Issue #55, opened 2023-02-20
avoid expect/unwrap at run-time


markus2330:
Currently there are a few places where expect is used in the backend (e.g.  pool.get r2d2)

These places should be moved only to startup, at run-time there shouldn't be a panic.

We also should have a look at tools like https://docs.rs/no-panic/latest/no_panic/ to explicitly mark where panic is allowed.

markus2330:
Thank you for investigating! @kitzbergerg Please do the setup for clippy. @lukashartl can then do the call of `cargo clippy` in our CI (this can actually run in Docker containers).

PR #58, opened 2023-02-23
Feature/#55 avoid unwrap expect

kitzbergerg:
Deny expect and unwrap like discussed in #55. For now allow already existing expect. Depending on whether those can actually fail we might later on remove those as well.

Fix other clippy warnings as well as they would be quite annoying when adding a clippy check to ci.

### DIFF
--- a/backend/src/services/seed_service.rs
+++ b/backend/src/services/seed_service.rs
@@ -9,9 +9,9 @@ use crate::{
     },
 };
 
-#[allow(clippy::expect_used)]
 pub fn find_all(pool: &Data<Pool>) -> Result<Vec<SeedDTO>, ServiceError> {
-    let mut conn = pool.get().expect("Failed to retrieve pool.");
+    let mut conn = pool.get()?;
+
     match Seed::find_all(&mut conn) {
         Ok(seeds) => Ok(seeds),
         Err(msg) => Err(ServiceError::new(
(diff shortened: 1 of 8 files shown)


backend/src/services/seed_service.rs
```diff
@@ -9,6 +9,7 @@ use crate::{
     },
 };
 
+#[allow(clippy::expect_used)]
 pub fn find_all(pool: &Data<Pool>) -> Result<Vec<SeedDTO>, ServiceError> {
     let mut conn = pool.get().expect("Failed to retrieve pool.");
```
markus2330, line 14: Is there maybe some way to reconnect?

markus2330 (changes requested):
Thank you for the PR! :rocket:

> Deny expect and unwrap like discussed in https://github.com/ElektraInitiative/PermaplanT/issues/55. For now allow already existing expect. Depending on whether those can actually fail we might later on remove those as well.

Please actually check (by docu etc.) if they can fail. Every `allow(clippy` should have a comment why and for which specific purpose there is this exception.

See #60.

> Fix other clippy warnings as well as they would be quite annoying when adding a clippy check to ci.

Are there still clippy warnings? If so, please create an issue (and let us keep this PR short).

kitzbergerg:
> Please actually check (by docu etc.) if they can fail. Every allow(clippy should have a comment why and for which specific purpose there is this exception.

There is now only one exception where expect is used and that is when setting up the initial connection.

> Are there still clippy warnings? If so, please create an issue (and let us keep this PR short).

I fixed them as part of this PR (there we only like 3 errors and all of just something like using return ...; instead of implicit return

markus2330:
Thank you, great job!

————

Exercise aim
Word for word, repeat each line of the listing.

Output below
Issue #55, opened 2023-02-20
avoid expect/unwrap at run-time


markus2330:
Currently there are a few places where expect is used in the backend (e.g.  pool.get r2d2)

These places should be moved only to startup, at run-time there shouldn't be a panic.

We also should have a look at tools like https://docs.rs/no-panic/latest/no_panic/ to explicitly mark where panic is allowed.

markus2330:
Thank you for investigating! @kitzbergerg Please do the setup for clippy. @lukashartl can then do the call of `cargo clippy` in our CI (this can actually run in Docker containers).

PR #58, opened 2023-02-23
Feature/#55 avoid unwrap expect

kitzbergerg:
Deny expect and unwrap like discussed in #55. For now allow already existing expect. Depending on whether those can actually fail we might later on remove those as well.

Fix other clippy warnings as well as they would be quite annoying when adding a clippy check to ci.

### DIFF
--- a/backend/src/services/seed_service.rs
+++ b/backend/src/services/seed_service.rs
@@ -9,9 +9,9 @@ use crate::{
     },
 };
 
-#[allow(clippy::expect_used)]
 pub fn find_all(pool: &Data<Pool>) -> Result<Vec<SeedDTO>, ServiceError> {
-    let mut conn = pool.get().expect("Failed to retrieve pool.");
+    let mut conn = pool.get()?;
+
     match Seed::find_all(&mut conn) {
         Ok(seeds) => Ok(seeds),
         Err(msg) => Err(ServiceError::new(
(diff shortened: 1 of 8 files shown)


backend/src/services/seed_service.rs
```diff
@@ -9,6 +9,7 @@ use crate::{
     },
 };
 
+#[allow(clippy::expect_used)]
 pub fn find_all(pool: &Data<Pool>) -> Result<Vec<SeedDTO>, ServiceError> {
     let mut conn = pool.get().expect("Failed to retrieve pool.");
```
markus2330, line 14: Is there maybe some way to reconnect?

markus2330 (changes requested):
Thank you for the PR! :rocket:

> Deny expect and unwrap like discussed in https://github.com/ElektraInitiative/PermaplanT/issues/55. For now allow already existing expect. Depending on whether those can actually fail we might later on remove those as well.

Please actually check (by docu etc.) if they can fail. Every `allow(clippy` should have a comment why and for which specific purpose there is this exception.

See #60.

> Fix other clippy warnings as well as they would be quite annoying when adding a clippy check to ci.

Are there still clippy warnings? If so, please create an issue (and let us keep this PR short).

kitzbergerg:
> Please actually check (by docu etc.) if they can fail. Every allow(clippy should have a comment why and for which specific purpose there is this exception.

There is now only one exception where expect is used and that is when setting up the initial connection.

> Are there still clippy warnings? If so, please create an issue (and let us keep this PR short).

I fixed them as part of this PR (there we only like 3 errors and all of just something like using return ...; instead of implicit return

markus2330:
Thank you, great job!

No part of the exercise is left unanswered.